(Exercise description): Could you copy all of the records below exactly as they appear?

Dataset entries:
....

Issue #1324, opened 2024-06-08
Security configuration for Glue crawler


mourya-33:
### Describe the bug

Glue crawlers do not have any security configuration attached which is flagged by checkov as FAILURE with the error message below.

CheckID		: CKV_AWS_195
CheckName	: Ensure Glue component has a security configuration associated
File		: /dataall-dataset-bphz8d77.yaml:636-672
Resource	: AWS::Glue::Crawler.dataalld1bphz8d77crawler
Guideline	:<a href= "https://docs.prismacloud.io/en/enterprise-edition/policy-reference/aws-policies/aws-general-policies/ensure-aws-glue-component-is-associated-with-a-security-configuration"> CKV_AWS_195 </a>

### How to Reproduce

Run a checkov scan on the dataset template. The scan report will contain the entry mentioned above in the description.

### Expected behavior

Glue crawlers should have a security configuration.

### OS

Mac

### Python version

3.10

### AWS data.all version

2.5

dlpzx:
Hi @mourya-33 , thanks for the issue. Security enhancements are always welcome. Do you plan to work on this issue?

noah-paige:
Closing this issue as complete

PR #1434, opened 2024-07-26
Updated glue crawler security config

mourya-33:
### Feature or Bugfix
- Bugfix

### Detail
This PR is to add glue security configuration to glue crawlers and profiling jobs for passing checkov scans

### Relates
[- <URL or Ticket>](https://github.com/data-dot-all/dataall/issues/1324)

### Security

  - Is the input sanitized? N/A
- Are you using or adding any cryptographic features? Adding KMS key to encrypt crawler logs and Job bookmarks
  - Have you used the least-privilege principle? How? Restricted the permissions to only the required resources


mourya-33:
- Tested dataset creation, import and deletion
- Crawler runs

backend/dataall/modules/s3_datasets/cdk/dataset_stack.py
```diff
@@ -437,20 +449,68 @@ def __init__(self, scope, id, target_uri: str = None, **kwargs):
             },
         )
 
+        glue_sec_conf_enc_key = kms.Key(
+            self,
+            f'crwlr_log_enc_key_{dataset.GlueCrawlerName}',
+            removal_policy=RemovalPolicy.DESTROY,
+            alias=f'crwlr_log_enc_key_{dataset.GlueCrawlerName}',
```
noah-paige, line 456: can we have both `alias` and `kms.Key` construct id be  `{dataset.GlueCrawlerName}_log_enc_key`

that way the naming convention is prefixed with `resource_prefix`

nit: we can also set it once as variable and pass that as both construct id and alias name

noah-paige, line 456: - can we have both `alias` and `kms.Key` construct id be  `{dataset.GlueCrawlerName}-log-enc-key` where dataset_basename is: 
```
        dataset_basename = NamingConventionService(
            target_uri=dataset.datasetUri,
            target_label=dataset.label,
            pattern=NamingConventionPattern.GLUE_ETL,
            resource_prefix=env.resourcePrefix,
        ).build_compliant_name()
```


    - that way the naming convention is prefixed with `resource_prefix`
    - also no use of `crawler` in the name since we are applying to both crawler and glue job


- nit: we can also set it once as variable and pass that as both construct id and alias name

backend/dataall/modules/s3_datasets/cdk/dataset_stack.py
```diff
@@ -437,20 +449,68 @@ def __init__(self, scope, id, target_uri: str = None, **kwargs):
...
+                job_bookmarks_encryption=glue.CfnSecurityConfiguration.JobBookmarksEncryptionProperty(
+                    job_bookmarks_encryption_mode='CSE-KMS', kms_key_arn=glue_sec_conf_enc_key.key_arn
+                ),
+                s3_encryptions=[
+                    glue.CfnSecurityConfiguration.S3EncryptionProperty(
+                        s3_encryption_mode='SSE-KMS', kms_key_arn=glue_sec_conf_enc_key.key_arn
+                    )
+                ],
+            ),
+            name=f'crwlr_sec_config-{dataset.GlueCrawlerName}',
```
noah-paige, line 493: - similar to above - can we have both `name` and `glue.CfnSecurityConfiguration` construct id be `{dataset_basename}-security-config` (using basename from above)

   - that way the naming convention is prefixed with `resource_prefix`

- nit: we can also set it once as variable and pass that as both construct id and alias name

backend/dataall/modules/s3_datasets/cdk/dataset_stack.py
```diff
@@ -437,20 +449,68 @@ def __init__(self, scope, id, target_uri: str = None, **kwargs):
...
             schedule={'scheduleExpression': f'{dataset.GlueCrawlerSchedule}'} if dataset.GlueCrawlerSchedule else None,
             role=dataset_admin_role.role_arn,
             targets=CfnCrawler.TargetsProperty(
                 s3_targets=[CfnCrawler.S3TargetProperty(path=f's3://{dataset.S3BucketName}')]
             ),
         )
         crawler.node.add_dependency(dataset_bucket)
+        crawler.node.add_dependency(dataset_admin_policy)
+        crawler.node.add_dependency(dataset_admin_role)
+        crawler.node.add_dependency(glue_crawler_security_config)
```
noah-paige, line 513: qq - do we need to add these `add_dependency(...)` statements? I would imagine there would be an implicit dependency since we are passing `crawler_security_configuration=glue_crawler_security_config.name,` as a parameter for the `CfnCrawler` but could be wrong

noah-paige (commented):
left some comments primarily around naming - to test this PR as well

noah-paige:
tested the following and all looks good!

- [x] Dataset Stack Updates (create KMS Key, Policy Change, + Security Config)
- [x] Crawler Run Successful
- [x] Glue Job Run Successful

backend/dataall/modules/s3_datasets/cdk/dataset_stack.py
```diff
@@ -437,20 +449,68 @@ def __init__(self, scope, id, target_uri: str = None, **kwargs):
             },
         )
 
+        glue_sec_conf_enc_key = kms.Key(
```
noah-paige, line 452: I want to call out that this key comes with key policy which includes the block of code that delegates permissiosn to IAM, such as 

```
        {
            "Effect": "Allow",
            "Principal": {
                "AWS": "arn:aws:iam::ACCOUNT_ID:root"
            },
            "Action": "kms:*",
            "Resource": "*"
        },
```

meaning along with the principals who have access in the key policy - a role/user with kms permissions via IAM policy will be able to use this key as well

For the sake of this key - which encrypts Glue Job and Crawler I do not see a major risk but if there is a need to change can set the `policy=` parameter directly in `kms.Key(...)` rather than using `add_to_resource_policy`

backend/dataall/modules/s3_datasets/cdk/dataset_stack.py
mourya-33: this was required @noah-paige . For some reason, during deployment, it was looking for permissions on the policy and without the dependency, the role was getting created first without the custom policy and crawler creation was failing all the time.

mourya-33:
@noah-paige I will work on the comments above and update the PR

backend/dataall/modules/s3_datasets/cdk/dataset_stack.py
mourya-33: done

backend/dataall/modules/s3_datasets/cdk/dataset_stack.py
mourya-33: done

backend/dataall/modules/s3_datasets/cdk/dataset_stack.py
mourya-33: i put the CDK admin for now, should i add this policy too Noah?

backend/dataall/modules/s3_datasets/cdk/dataset_stack.py
noah-paige: okay good data point to know - makes sense!

backend/dataall/modules/s3_datasets/cdk/dataset_stack.py
```diff
@@ -437,20 +460,68 @@ def __init__(self, scope, id, target_uri: str = None, **kwargs):
...
+            self,
+            f'{glue_sec_conf_enc_key_name}',
```
noah-paige, line 465: very minor --> can we just pass `glue_sec_conf_enc_key_name` instead of with f-string like `f'{glue_sec_conf_enc_key_name}',`

For both here in kms.Key using `glue_sec_conf_enc_key_name` and later on with `glue.CfnSecurityConfiguration` using `glue_sec_conf_name`

After that quick change I think this PR is good to merge!

mourya-33: Done. Made both changes Noah

backend/dataall/modules/s3_datasets/cdk/dataset_stack.py
```diff
@@ -11,10 +11,12 @@
     Duration,
     CfnResource,
     CustomResource,
+    RemovalPolicy,
     Tags,
 )
 from aws_cdk.aws_glue import CfnCrawler
 
+from backend.dataall.base.utils.naming_convention import NamingConventionPattern, NamingConventionService
```
noah-paige, line 19: @mourya-33 caught one last bug when testing need to import as 
```
from dataall.base.utils.naming_convention import NamingConventionPattern, NamingConventionService
```
 
removing `'backend.'` from import path

mourya-33: Done Noah

noah-paige (approved):
lgtm - thanks @mourya-33  approving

....

(The answer):
Issue #1324, opened 2024-06-08
Security configuration for Glue crawler


mourya-33:
### Describe the bug

Glue crawlers do not have any security configuration attached which is flagged by checkov as FAILURE with the error message below.

CheckID		: CKV_AWS_195
CheckName	: Ensure Glue component has a security configuration associated
File		: /dataall-dataset-bphz8d77.yaml:636-672
Resource	: AWS::Glue::Crawler.dataalld1bphz8d77crawler
Guideline	:<a href= "https://docs.prismacloud.io/en/enterprise-edition/policy-reference/aws-policies/aws-general-policies/ensure-aws-glue-component-is-associated-with-a-security-configuration"> CKV_AWS_195 </a>

### How to Reproduce

Run a checkov scan on the dataset template. The scan report will contain the entry mentioned above in the description.

### Expected behavior

Glue crawlers should have a security configuration.

### OS

Mac

### Python version

3.10

### AWS data.all version

2.5

dlpzx:
Hi @mourya-33 , thanks for the issue. Security enhancements are always welcome. Do you plan to work on this issue?

noah-paige:
Closing this issue as complete

PR #1434, opened 2024-07-26
Updated glue crawler security config

mourya-33:
### Feature or Bugfix
- Bugfix

### Detail
This PR is to add glue security configuration to glue crawlers and profiling jobs for passing checkov scans

### Relates
[- <URL or Ticket>](https://github.com/data-dot-all/dataall/issues/1324)

### Security

  - Is the input sanitized? N/A
- Are you using or adding any cryptographic features? Adding KMS key to encrypt crawler logs and Job bookmarks
  - Have you used the least-privilege principle? How? Restricted the permissions to only the required resources


mourya-33:
- Tested dataset creation, import and deletion
- Crawler runs

backend/dataall/modules/s3_datasets/cdk/dataset_stack.py
```diff
@@ -437,20 +449,68 @@ def __init__(self, scope, id, target_uri: str = None, **kwargs):
             },
         )
 
+        glue_sec_conf_enc_key = kms.Key(
+            self,
+            f'crwlr_log_enc_key_{dataset.GlueCrawlerName}',
+            removal_policy=RemovalPolicy.DESTROY,
+            alias=f'crwlr_log_enc_key_{dataset.GlueCrawlerName}',
```
noah-paige, line 456: can we have both `alias` and `kms.Key` construct id be  `{dataset.GlueCrawlerName}_log_enc_key`

that way the naming convention is prefixed with `resource_prefix`

nit: we can also set it once as variable and pass that as both construct id and alias name

noah-paige, line 456: - can we have both `alias` and `kms.Key` construct id be  `{dataset.GlueCrawlerName}-log-enc-key` where dataset_basename is: 
```
        dataset_basename = NamingConventionService(
            target_uri=dataset.datasetUri,
            target_label=dataset.label,
            pattern=NamingConventionPattern.GLUE_ETL,
            resource_prefix=env.resourcePrefix,
        ).build_compliant_name()
```


    - that way the naming convention is prefixed with `resource_prefix`
    - also no use of `crawler` in the name since we are applying to both crawler and glue job


- nit: we can also set it once as variable and pass that as both construct id and alias name

backend/dataall/modules/s3_datasets/cdk/dataset_stack.py
```diff
@@ -437,20 +449,68 @@ def __init__(self, scope, id, target_uri: str = None, **kwargs):
...
+                job_bookmarks_encryption=glue.CfnSecurityConfiguration.JobBookmarksEncryptionProperty(
+                    job_bookmarks_encryption_mode='CSE-KMS', kms_key_arn=glue_sec_conf_enc_key.key_arn
+                ),
+                s3_encryptions=[
+                    glue.CfnSecurityConfiguration.S3EncryptionProperty(
+                        s3_encryption_mode='SSE-KMS', kms_key_arn=glue_sec_conf_enc_key.key_arn
+                    )
+                ],
+            ),
+            name=f'crwlr_sec_config-{dataset.GlueCrawlerName}',
```
noah-paige, line 493: - similar to above - can we have both `name` and `glue.CfnSecurityConfiguration` construct id be `{dataset_basename}-security-config` (using basename from above)

   - that way the naming convention is prefixed with `resource_prefix`

- nit: we can also set it once as variable and pass that as both construct id and alias name

backend/dataall/modules/s3_datasets/cdk/dataset_stack.py
```diff
@@ -437,20 +449,68 @@ def __init__(self, scope, id, target_uri: str = None, **kwargs):
...
             schedule={'scheduleExpression': f'{dataset.GlueCrawlerSchedule}'} if dataset.GlueCrawlerSchedule else None,
             role=dataset_admin_role.role_arn,
             targets=CfnCrawler.TargetsProperty(
                 s3_targets=[CfnCrawler.S3TargetProperty(path=f's3://{dataset.S3BucketName}')]
             ),
         )
         crawler.node.add_dependency(dataset_bucket)
+        crawler.node.add_dependency(dataset_admin_policy)
+        crawler.node.add_dependency(dataset_admin_role)
+        crawler.node.add_dependency(glue_crawler_security_config)
```
noah-paige, line 513: qq - do we need to add these `add_dependency(...)` statements? I would imagine there would be an implicit dependency since we are passing `crawler_security_configuration=glue_crawler_security_config.name,` as a parameter for the `CfnCrawler` but could be wrong

noah-paige (commented):
left some comments primarily around naming - to test this PR as well

noah-paige:
tested the following and all looks good!

- [x] Dataset Stack Updates (create KMS Key, Policy Change, + Security Config)
- [x] Crawler Run Successful
- [x] Glue Job Run Successful

backend/dataall/modules/s3_datasets/cdk/dataset_stack.py
```diff
@@ -437,20 +449,68 @@ def __init__(self, scope, id, target_uri: str = None, **kwargs):
             },
         )
 
+        glue_sec_conf_enc_key = kms.Key(
```
noah-paige, line 452: I want to call out that this key comes with key policy which includes the block of code that delegates permissiosn to IAM, such as 

```
        {
            "Effect": "Allow",
            "Principal": {
                "AWS": "arn:aws:iam::ACCOUNT_ID:root"
            },
            "Action": "kms:*",
            "Resource": "*"
        },
```

meaning along with the principals who have access in the key policy - a role/user with kms permissions via IAM policy will be able to use this key as well

For the sake of this key - which encrypts Glue Job and Crawler I do not see a major risk but if there is a need to change can set the `policy=` parameter directly in `kms.Key(...)` rather than using `add_to_resource_policy`

backend/dataall/modules/s3_datasets/cdk/dataset_stack.py
mourya-33: this was required @noah-paige . For some reason, during deployment, it was looking for permissions on the policy and without the dependency, the role was getting created first without the custom policy and crawler creation was failing all the time.

mourya-33:
@noah-paige I will work on the comments above and update the PR

backend/dataall/modules/s3_datasets/cdk/dataset_stack.py
mourya-33: done

backend/dataall/modules/s3_datasets/cdk/dataset_stack.py
mourya-33: done

backend/dataall/modules/s3_datasets/cdk/dataset_stack.py
mourya-33: i put the CDK admin for now, should i add this policy too Noah?

backend/dataall/modules/s3_datasets/cdk/dataset_stack.py
noah-paige: okay good data point to know - makes sense!

backend/dataall/modules/s3_datasets/cdk/dataset_stack.py
```diff
@@ -437,20 +460,68 @@ def __init__(self, scope, id, target_uri: str = None, **kwargs):
...
+            self,
+            f'{glue_sec_conf_enc_key_name}',
```
noah-paige, line 465: very minor --> can we just pass `glue_sec_conf_enc_key_name` instead of with f-string like `f'{glue_sec_conf_enc_key_name}',`

For both here in kms.Key using `glue_sec_conf_enc_key_name` and later on with `glue.CfnSecurityConfiguration` using `glue_sec_conf_name`

After that quick change I think this PR is good to merge!

mourya-33: Done. Made both changes Noah

backend/dataall/modules/s3_datasets/cdk/dataset_stack.py
```diff
@@ -11,10 +11,12 @@
     Duration,
     CfnResource,
     CustomResource,
+    RemovalPolicy,
     Tags,
 )
 from aws_cdk.aws_glue import CfnCrawler
 
+from backend.dataall.base.utils.naming_convention import NamingConventionPattern, NamingConventionService
```
noah-paige, line 19: @mourya-33 caught one last bug when testing need to import as 
```
from dataall.base.utils.naming_convention import NamingConventionPattern, NamingConventionService
```
 
removing `'backend.'` from import path

mourya-33: Done Noah

noah-paige (approved):
lgtm - thanks @mourya-33  approving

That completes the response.